WASHINGTON — Officially, Republicans blame Democrats for what on Saturday will be the longest government shutdown in the nation’s history. Privately, many concede, the stalemate over President Trump’s demand for a border wall has been made exponentially worse by White House ineptitude on Capitol Hill, where two years of contradictory statements and actions have built up a profound lack of trust.
Republican lawmakers and aides worry that Mr. Trump has misunderstood Democrats’ incentives to stand firm and that he has deputized the wrong aides to press his case. And they question who — if anyone other than the president — has the authority to resolve the impasse. They describe a dysfunctional dynamic where even senior leaders in Mr. Trump’s own party never know quite what to expect from the president.

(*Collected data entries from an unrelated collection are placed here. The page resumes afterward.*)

PR #702, opened 2017-07-05
Simplify the update_ami code

bburtin:
Simplify the update_ami code and remove a bunch of (hopefully)
unnecessary logic.

Hardcode the Metavisor and guest root device names, instead of reading
them from the block device mappings.  We don't expect these to change
any time soon.

Consolidate the hacks that preserve volume settings, such as volume type
and IOPS, so that they don't obfuscate the rest of the code.

### DIFF
--- a/brkt_cli/aws/update_ami.py
+++ b/brkt_cli/aws/update_ami.py
@@ -25,29 +25,33 @@ import json
 import logging
 import os
 
-from brkt_cli import encryptor_service
-from brkt_cli.aws.aws_service import (
-    wait_for_instance, stop_and_wait,
-    wait_for_image, create_encryptor_security_group, clean_up,
-    log_exception_console, wait_for_volume_attached
-)
+from brkt_cli.util import Deadline
+
 from brkt_cli.encryptor_service import (
     wait_for_encryptor_up,
-    wait_for_encryption,
+    wait_for_encryption
 )
+
+from brkt_cli import encryptor_service
+from brkt_cli.aws.aws_constants import (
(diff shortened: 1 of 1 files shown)


bburtin:
I'm testing with Ubuntu and RHEL.  Let me know if there are any other AMIs that I should test.

brkt_cli/aws/update_ami.py
```diff
@@ -146,23 +142,6 @@ def update_ami(aws_svc, encrypted_ami, updater_ami, encrypted_ami_name,
             else:
                 os.environ['NO_PROXY'] = updater.private_ip_address
 
-        enc_svc = enc_svc_class(host_ips, port=status_port)
-        log.info('Waiting for updater service on %s (port %s on %s)',
-                 updater.id, enc_svc.port, ', '.join(host_ips))
-        try:
-            wait_for_encryptor_up(enc_svc, Deadline(600))
```
apoorva-jindal: Are you sure this always works? Metavisor in updater mode writes information to the disk like any new JWT provided etc, and when everything is done, it declares encryption complete. If you stop the instance immediately after, not sure how you will ensure that all processing MV needs to do in updater mode is complete?

bburtin: Good call.  I'm in the process of putting this code back.  It worked ok when I tested on Ubuntu, but I hit a race condition with RHEL.

bburtin:
After reinstating the code that waited for the encryption service, I was able to successfully encrypt and update Ubuntu, RHEL, CentOS, and Amazon Linux images.  Can someone approve if the code looks reasonable?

“It’s always difficult when the person you’re negotiating with changes their mind — including my wife,” said Senator John Cornyn, Republican of Texas, when asked about the consequences of Mr. Trump’s penchant for doing so.
Mr. Cornyn noted that in the days before the shutdown began on Dec. 22, he and every other senator had voted for a stopgap government spending measure that omitted wall funding, believing that the president supported it, only to learn later that Mr. Trump had no intention of doing so. The president’s about-face — and House Republicans’ decision to add $5.7 billion in wall funding to the Senate bill — precipitated the shutdown, which reaches Day 22 on Saturday.
“My understanding was that the president was going to sign that, but apparently he changed his mind,” Mr. Cornyn said.
Such miscues and abrupt changes of course have become a staple of Mr. Trump’s dealings with Congress. The president has now repeatedly undercut Vice President Mike Pence, to whom he has delegated the task of negotiating an end to a seemingly intractable stalemate.
“It’s very difficult to be successful if there’s not predictability, reliability and trust,” said Phil Schiliro, who served as President Barack Obama’s legislative affairs chief in his first term. “For there to be a successful negotiation and for people to move off the position they came in with, members want to know that there’s going to be closure and agreement and cover at the end of the day.”
Mr. Pence denied on Thursday that he had ever told lawmakers that Mr. Trump would sign the bill, pressed personally by the majority leader, Senator Mitch McConnell of Kentucky, to keep the government open without funding for the wall.
“I said the president hasn’t made up his mind,” Mr. Pence said.
But that is not how Republicans remembered it.
“He got off to a bad start; he kind of pulled the rug out from under McConnell’s feet there with that one,” said Representative Francis Rooney, Republican of Florida.